### Problem statement
Output exactly, with nothing added, the entries from the first line through the line with "## Related Issue".

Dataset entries
______________________________

PR #1381, opened 2022-02-04
Add missing ssl enums to astroid/brain

cipherboy:
## Steps

## Description

`astroid`'s `brian_ssl` wrapper lacks several enums constructed in the core
`ssl` module. This eventually affects `pylint`'s ability to parse code which
makes use of these enums:

> ```
> example.py:9:6: E1101: Module 'ssl' has no 'VerifyMode' member (no-member)
> ```

Adding these enums to `brain_ssl` fixes the reported issue against `pylint`.

`Signed-off-by: Alexander Scheel <alexander.m.scheel@gmail.com>`

## Type of Changes

## Related Issue

Closes: https://github.com/PyCQA/pylint/issues/3691


DanielNoord (commented):
I took a quick look at the source code of `ssl` [here](https://github.com/python/cpython/blob/3.10/Lib/ssl.py).
Do you know if there is any logic to these imports? Are they grouped together based on type, or is it completely arbitrary?

DanielNoord:
No I think the order is fine as you proposed it. I don't have any knowledge of the `ssl` module so I was wondering if the current list resembles any logical order, but I agree that it doesn't seem that way.
Thus, adding the additional enums in this order is also correct.

Thanks for this!

DanielNoord (approved):

DanielNoord:
@Pierre-Sassoulas Do we want a test for this? If so, I'm retracting my approval 😄

DanielNoord:
Yes! If you could add a similar test that would be highly appreciate!

Pierre-Sassoulas (commented):
A test is always nice ! 😄 Did you manage to find example of how we test brain @cipherboy ?

cipherboy:
If I add something simliar to `test_ssl_protocol` it says the type of `ssl.VerifyMode` is `Uninferable` which seems less than ideal? Besides `Expr` tho, I'm not really sure what type `ssl.VerifyMode` should be? I'm thinking `ClassDef` isn't right because its not a _definition_ but maybe that's right? It doesn't seem right that it'd be a constant either. 

@Pierre-Sassoulas Is that the right type of test to be adding? :-)

DanielNoord:
Could you add the test and push the commit? I can probably take a look and see why the inference fails. There might be something complicated going on in the definition of the `Enums` in `ssl` that is unrelated to this PR but which trips astroid.

cipherboy:
@DanielNoord Pushed, please see the top commit. I tried `ssl.VerifyMode.CERT_REQUIRED` this morning (as it is a specific enum value, rather than the class of all values -- so I would've expected it to be a CONST or EXPR or something) and it has the same `Uninferable` type.

Pierre-Sassoulas:
> If I add something simliar to test_ssl_protocol it says the type of ssl.VerifyMode is Uninferable which seems less than ideal?

As ssl is bultin it's probably an issue with astroid itself (otherwise we have test that require a lib to be installed, for numpy for example).

DanielNoord:
@cipherboy I finally got time to look at this. I have changed the brain to better reflect what CPython actually does in https://github.com/python/cpython/blob/3.10/Lib/ssl.py. I have also updated the tests to test all three forms of definitions that are now available in the module + brain.

@Pierre-Sassoulas @jacobtylerwalls I think this is ready for review!

cipherboy (commented):
Changes look good, thanks @DanielNoord for finishing this up for me!

It looks like [because `IntEnum._convert_` was used](https://github.com/python/cpython/blob/7b3cf3a2884b130c519fbe271e4d2a762248c2a0/Lib/enum.py#L538), we've gotta create our own class wrappers for everything rather than inferring it from the IntEnum usage? That makes sense, its probably hard to detect in general when a new class object is returned.

DanielNoord:
> Changes look good, thanks @DanielNoord for finishing this up for me!
> 
> It looks like [because `IntEnum._convert_` was used](https://github.com/python/cpython/blob/7b3cf3a2884b130c519fbe271e4d2a762248c2a0/Lib/enum.py#L538), we've gotta create our own class wrappers for everything rather than inferring it from the IntEnum usage? That makes sense, its probably hard to detect in general when a new class object is returned.

Yeah, I don't think we are able to infer `_convert_` correctly due to the use of the `if ... else` although I'm not sure. This fixes the issues anyway.

cdce8p (commented):
The changes look fine. However, I'm wondering if `ssl.VerifyMode.CERT_REQUIRED` would be inferable now? That was one of the initial test cases.

DanielNoord:
> ssl.VerifyMode.CERT_REQUIRED

Returns `Uninferable`. But that might be due to general lack of `Enum` support. Would that be a blocker?

cdce8p:
> > ssl.VerifyMode.CERT_REQUIRED
> 
> Returns `Uninferable`. But that might be due to general lack of `Enum` support. Would that be a blocker?

It would only resolve some of the `no-member` errors. Better if we can do all.

It's quite cumbersome for all constants, but would something like this work?
```py
    class VerifyMode(_IntEnum):
        CERT_NONE = 0
        CERT_OPTIONAL = 1
        CERT_REQUIRED = 2
```

That's comparable to what [typeshed](https://github.com/python/typeshed/blob/a2ba0c8a00385e62655c7fc714b814eeb2533b5a/stdlib/ssl.pyi#L132-L139) does for types.

DanielNoord:
> > > ssl.VerifyMode.CERT_REQUIRED
> > 
> > 
> > Returns `Uninferable`. But that might be due to general lack of `Enum` support. Would that be a blocker?
> 
> It would only resolve some of the `no-member` errors. Better if we can do all.
> 
> It's quite cumbersome for all constants, but would something like this work?
> 
> ```python
>     class VerifyMode(_IntEnum):
>         CERT_NONE = 0
>         CERT_OPTIONAL = 1
>         CERT_REQUIRED = 2
> ```
> 
> That's comparable to what [typeshed](https://github.com/python/typeshed/blob/a2ba0c8a00385e62655c7fc714b814eeb2533b5a/stdlib/ssl.pyi#L132-L139) does for types.

Added the `Enums` based on `typeshed`. I don't think the `if sys.version` works, right? So that should probably be its own string?

cdce8p:
> I don't think the `if sys.version` works, right? So that should probably be its own string?

Yeah, take a look at `brain_collections.py` for it.
https://github.com/PyCQA/astroid/blob/c4b59dde8e91fd342fa28485953baa59aa82d65b/astroid/brain/brain_collections.py#L69-L78

DanielNoord:
> > I don't think the `if sys.version` works, right? So that should probably be its own string?
> 
> Yeah, take a look at `brain_collections.py` for it.
> 
> https://github.com/PyCQA/astroid/blob/c4b59dde8e91fd342fa28485953baa59aa82d65b/astroid/brain/brain_collections.py#L69-L78

Fixed!

astroid/brain/brain_ssl.py
```diff
@@ -4,14 +4,18 @@
 
 """Astroid hooks for the ssl library."""
 
+
```
cdce8p, line 7:
```suggestion
```

astroid/brain/brain_ssl.py
```diff
@@ -64,8 +68,101 @@ def ssl_transform():
...
+        CERT_OPTIONAL = 1
+        CERT_REQUIRED = 2
     """
-    )
+
+    def options_enum() -> str:
+        enum = """
+    class Options(_IntFlag):
+        OP_ALL = 1
+        OP_NO_SSLv2 = 2
```
cdce8p, line 122: It would probably be better if the function wasn't nested. I would stick with the pattern here:
https://github.com/PyCQA/astroid/blob/20adb5420d29b7ad9528941c1eb391e58e004db3/astroid/brain/brain_collections.py#L13-L24

astroid/brain/brain_ssl.py
```diff
@@ -64,8 +68,101 @@ def ssl_transform():
...
+        OP_NO_TICKET = 12
+        OP_NO_RENEGOTIATION = 13
+        """
+
+        if PY38_PLUS:
+            enum += """
+        OP_ENABLE_MIDDLEBOX_COMPAT = 14
+        """
+
+        return enum
```
cdce8p, line 141:
```suggestion
        OP_NO_RENEGOTIATION = 13"""
        if PY38_PLUS:
            enum += """
        OP_ENABLE_MIDDLEBOX_COMPAT = 14"""
        return enum
```

This can be a bit more concise, similar to:

https://github.com/PyCQA/astroid/blob/20adb5420d29b7ad9528941c1eb391e58e004db3/astroid/brain/brain_collections.py#L61-L66

astroid/brain/brain_ssl.py
```diff
@@ -64,8 +68,101 @@ def ssl_transform():
...
+        VERIFY_X509_TRUSTED_FIRST = 4
+        """
+
+        if PY310_PLUS:
+            enum += """
+        VERIFY_ALLOW_PROXY_CERTS = 5
+        VERIFY_X509_PARTIAL_CHAIN = 6
+        """
+
+        return enum
```
cdce8p, line 161: Same here, both with nesting and whitespaces.

cdce8p (approved):
Looks good!

DanielNoord:
Thanks @cipherboy for the initial PR and thanks @cdce8p for the reviews! We're nearing a release I think 🎉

______________________________

### Answer box
PR #1381, opened 2022-02-04
Add missing ssl enums to astroid/brain

cipherboy:
## Steps

## Description

`astroid`'s `brian_ssl` wrapper lacks several enums constructed in the core
`ssl` module. This eventually affects `pylint`'s ability to parse code which
makes use of these enums:

> ```
> example.py:9:6: E1101: Module 'ssl' has no 'VerifyMode' member (no-member)
> ```

Adding these enums to `brain_ssl` fixes the reported issue against `pylint`.

`Signed-off-by: Alexander Scheel <alexander.m.scheel@gmail.com>`

## Type of Changes

## Related Issue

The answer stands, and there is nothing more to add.